Here, Africa faces a brutal dilemma. Renewable capital flows into the continent have risen by 48 per cent in recent years, yet they remain a fraction of what is required. According to the Climate Policy Initiative, only 20–23 per cent of the climate finance pledged to African countries actually arrives. Worse, more than half of that comes as debt, deepening fiscal pressures on already fragile economies.
At the same time, borrowing costs for African countries are among the highest in the world, driven by credit risk and currency volatility. This means it is often cheaper for Europe to borrow and build solar in North Africa than for African nations themselves to fund projects at home.
Zombie systems thrive in this distorted landscape. They are easier for governments to keep alive with subsidies than to secure affordable finance for bold new builds.
The regional puzzle: fragmented grids
If there is one way to slay the zombies, it lies in scale. Regional power pools, in West, East, and Southern Africa, offer the promise of economies of scale, greater market stability, and reduced emergency costs. Studies suggest that cross-border transmission infrastructure worth $19 billion could yield returns of 22 per cent annually through lower generation and emergency power costs.

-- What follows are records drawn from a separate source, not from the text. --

PR #1102, opened 2020-12-07
Upgrade Toast UI

kwilson-bits:
Upgrade Toast UI from v1.4.6 to v2.5.X and make necessary changes to how we alter the settings and extract values out of the Toast Editor.

### DIFF
--- a/externs/tui-editor.externs.js
+++ b/externs/tui-editor.externs.js
@@ -3,42 +3,42 @@
  *
  * @externs
  */
-var tui = {};
+var toastui = {};
 
 
 /**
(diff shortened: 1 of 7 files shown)


csgibson (changes requested):
A preview of the built code is promising. Everything appears to work as well as before but will give us the ability to fix some lingering bugs in other plugins and add more toolbar options to do things like text color and highlight. 

A couple of notes on the PR:

1. Please squash the commits to a single one
2. Also add some basic info to the description

csgibson (approved):

PR #297, opened 2026-05-04
Remove unnecessary clones on tests

FranciscoTGouveia:
As `.clone()` is being called on a fresh `DecodeError::InvalidPadding`, or `DecodeSliceError::OutputSliceTooSmall`, it can be safely removed.

CC @nunoplopes

### DIFF
--- a/src/decode.rs
+++ b/src/decode.rs
@@ -403,7 +403,7 @@ mod coverage_gaming {
 
     #[test]
     fn decode_error() {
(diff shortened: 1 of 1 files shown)


marshallpierce:
The intent of that module is to exercise unimportant code that otherwise would clutter up coverage reports. So, the clone() actually is meaningful, as a way to squelch indications that clone() isn't covered.

PR #310, opened 2026-08-04
Fix testing on architectures without unsafe SIMD support

### LINKED ISSUE #309: Unable to build and run tests on architectures without unsafe SIMD support
# Before you file an issue

- Did you read the docs? *yes*
- Did you read the README? *yes*

# The problem

Working on any architecture other than `x86_64` or `aarch64`, such as `i686`, `ppc64le`, or `s390x`:

```
$ git clone https://github.com/marshallpierce/rust-base64.git
$ cd rust-base64
$ cargo build
[…]
    Finished `dev` profile [unoptimized + debuginfo] target(s) in 10.00s
$ cargo test
[…]
error[E0432]: unresolved import `crate::engine::simd`
  --> src/engine/tests.rs:6:20
   |
 6 | use crate::engine::simd::Simd;
   |                    ^^^^ could not find `simd` in `engine`
   |
note: found an item that was configured out
  --> src/engine/mod.rs:24:9
   |
19 |       any(
   |  ________-
20 | |         target_arch = "x86_64",
21 | |         all(target_arch = "aarch64", target_feature = "neon")
22 | |     )
   | |_____- the item is gated here
23 |   ))]
24 |   pub mod simd;
   |           ^^^^

```

(For the above, I used an `qemu-user-static`-emulated Fedora Rawhide `ppc64le` [`mock` chroot](https://github.com/rpm-software-management/mock). I first observed this issue while working on updating Fedora’s [`rust-base64` package](https://src.fedoraproject.org/rpms/rust-base64).)

# How I, the issue filer, am going to help solve it

- I will open a PR that improves conditionalization in `src/engine/tests.rs`.

musicinmybrain:
Fixes #309 by improving conditionals within `src/engine/tests.rs`.

This extends the basic approach from

https://github.com/marshallpierce/rust-base64/blob/e34f9a08c5c89a4641350ac22033f3fa4f5d4d97/src/engine/mod.rs#L17-L24

throughout the test code as needed to support testing on all architectures.

Particuarly, this ensures that the case where the `simd-unsafe` feature is enabled (as when default features are used), but  no unsafe SIMD implementation exists for the target, is always handled.

### DIFF
--- a/src/engine/tests.rs
+++ b/src/engine/tests.rs
@@ -2,7 +2,13 @@
 #![allow(unused_variables)]
 
 use crate::alphabet::Symbol;
-#[cfg(feature = "simd-unsafe")]
+#[cfg(all(
+    feature = "simd-unsafe",
+    any(
+        target_arch = "x86_64",
+        all(target_arch = "aarch64", target_feature = "neon")
+    )
+))]
 use crate::engine::simd::Simd;
 #[cfg(all(
     feature = "simd-unsafe",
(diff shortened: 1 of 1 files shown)


marshallpierce:
Sorry for the breakage, and thanks for the fix. I'll release this promptly, and after that we can figure out how to incorporate this into CI. Do you have suggestions on a simple way to check that `cargo test` works on less common architectures that won't burn a ton of CI minutes?

decathorpe:
Using `miri` to run tests for those architectures might work? At the very least it should be less setup overhead for CI than full emulation.

PR #312, opened 2026-09-14
Expand Base64 performance benchmark coverage

optiklab:
## Problem

The existing Criterion suite samples only a few input sizes and groups unrelated APIs together, which makes small-input and SIMD-crossover analysis difficult. Decode throughput labels also do not distinguish raw data size from encoded input size.

## Change

Expand the benchmark matrix to cover these raw input sizes:

```text
0, 1, 2, 3, 4, 8, 16, 24, 32, 48, 64, 96,
128, 192, 256, 384, 512, 768, 1024,
4096, 16384, 65536, 1048576
```

The 3 MiB, 10 MiB, and 30 MiB cases remain in a separate very-large group.

The new groups separate:

- latency and throughput sizes;
- scalar `GeneralPurpose`, runtime `Simd`, and explicit AVX2 or NEON engines;
- allocating, slice-output, and reuse-buffer APIs;
- standard and URL-safe alphabets;
- padded and unpadded configurations;
- valid decode inputs and invalid beginning, middle, end, trailing-bit, padding, and SIMD-tail cases.

Inputs and reusable output buffers are created outside timed loops. Encode throughput uses raw input bytes. Decode benchmark names include raw and encoded sizes, and decode throughput uses encoded input bytes. Input generation is deterministic for comparable runs.

`benches/README.md` documents the group layout, focused commands, and Criterion 0.7 baseline workflow. For example:

```bash
cargo bench --bench benchmarks -- \
  "encode/latency/standard_padded/general_purpose/slice_raw_bytes/64" --exact
cargo bench --bench benchmarks -- \
  "decode/errors/standard_padded/avx2/invalid_end"
```

This PR changes measurement coverage, not codec performance.

## Correctness and safety

- The codec implementation is unchanged.
- `cargo test --benches --all-features` executed every registered benchmark setup and invalid-input assertion successfully on x86-64, including AVX2.
- Scalar-only and ARM64 NEON registration paths were type-checked.
- No unsafe code is added.
- `no_std`, alloc-only, and cross-target builds pass.
- MSRV and public APIs are unchanged.

## Benchmark method

- baseline commit: `5b98ee180cc7c2a64af6cb12c724b1721550e0d0`
- candidate commit: `a073c48c80c41a8705b757f61bdbeb5eb3a02053`
- CPU and architecture: Intel Xeon Platinum 8370C, x86-64
- OS: Windows 11 Enterprise 10.0.26200
- rustc: 1.98.0 (`88d9e12ae`, LLVM 22.1.8)
- target features: native runtime AVX2 detection; no additional `RUSTFLAGS`
- build flags: Criterion bench profile, optimized with debug information
- benchmark command: focused commands shown above with `--quick --noplot` for execution smoke checks
- repetitions and ordering: not applicable; no parent/candidate codec comparison was made
- statistic reported: none; smoke results validate execution only

## Regressions and tradeoffs

- The full matrix contains substantially more benchmarks, so running an unfiltered suite takes longer. Predictable substring filters and a separate low-sample very-large group keep focused work practical.
- Explicit AVX2 benchmarks are omitted on CPUs without AVX2 runtime support.
- NEON execution was not measured on my x86-64 host; its registration path was cross-compiled for `aarch64-pc-windows-msvc`.
- Streaming decoder, string-writer, and display benchmarks are no longer part of this focused codec-engine matrix. `EncoderWriter<Vec<u8>>` remains covered as an append/reuse API.

## Validation

```text
cargo fmt -- --check
cargo clippy --all-targets --all-features -- -D warnings
cargo test --no-default-features
cargo test --no-default-features --features alloc
cargo test --all-features
cargo test --benches --all-features
cargo build --all-targets --all-features
cargo build --target thumbv6m-none-eabi --no-default-features
cargo build --target thumbv6m-none-eabi --no-default-features --features alloc
cargo build --target wasm32-unknown-unknown --no-default-features
cargo check --bench benchmarks --no-default-features --features std
cargo check --target aarch64-pc-windows-msvc --bench benchmarks --all-features
cargo bench --bench benchmarks --no-run
```


marshallpierce:
Thanks for the contributions. I'll get to this and the following PRs in the next week or two, hopefully.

Yet progress has been painfully slow. National interests, weak governance, and lack of trust keep grids fragmented. Zombie systems thrive in silos, but regional integration could unlock new life for renewables.
The gender gap in transition planning
The invisibility of women in Africa’s energy planning is itself a structural barrier. Women disproportionately experience the impact of energy poverty, yet rarely sit at the tables where energy futures are decided.
Gender audits, targeted financing for women-led enterprises, and representation in decision-making must become integral to Africa’s energy transition strategies. Without this, the risk is that zombie systems are replaced by new infrastructures that replicate the same inequalities.
Breaking the zombie grip: what must change
If Africa is serious about energy transformation, zombie systems must be decommissioned, not merely patched. This requires three decisive shifts:
- Targeted Finance for Decommissioning
International finance should include dedicated facilities for dismantling outdated grids and fossil plants, not just funding shiny new solar parks. - Blended Finance and Debt Relief
Concessional finance and debt swaps can reduce borrowing costs and free up fiscal space for investment in modern systems. - Capacity Building and Regulatory Reform
Energy regulators must be empowered to manage bidding processes, feed-in tariffs, and cross-border trade efficiently. Without this, even funded projects stall. - Regional Integration
Cross-border grids should be prioritised as engines of resilience and cost-saving, rather than treated as optional. - Gender-Responsive Planning
Policies and finance must explicitly address women’s roles and needs, ensuring energy access translates into empowerment.
Why the world should care
Africa’s transition is not a local story; it is a global one. The continent’s population is projected to double by 2050. Its cities are among the fastest-growing in the world. If Africa remains stuck with zombie systems, it cannot contribute meaningfully to global decarbonisation. Worse, it risks being locked into decades of dirty, unreliable energy, just as the world races to zero.
For funders, think tanks, and governments, the choice is stark: continue financing palliative care for zombie systems, or support Africa in burying them once and for all.
A call to courage
Africa stands at an inflexion point. The continent cannot afford to nurture the corpses of its past energy systems while the world demands a renewable future. Zombie energy systems must be retired with courage and foresight.
As one South African engineer put it, staring at a faltering coal plant: “This thing should have been decommissioned ten years ago. Instead, we’re still here, holding it together with duct tape.”
Africa’s just transition cannot be built on duct tape. It must be built on vision, equity, and the courage to bury the dead.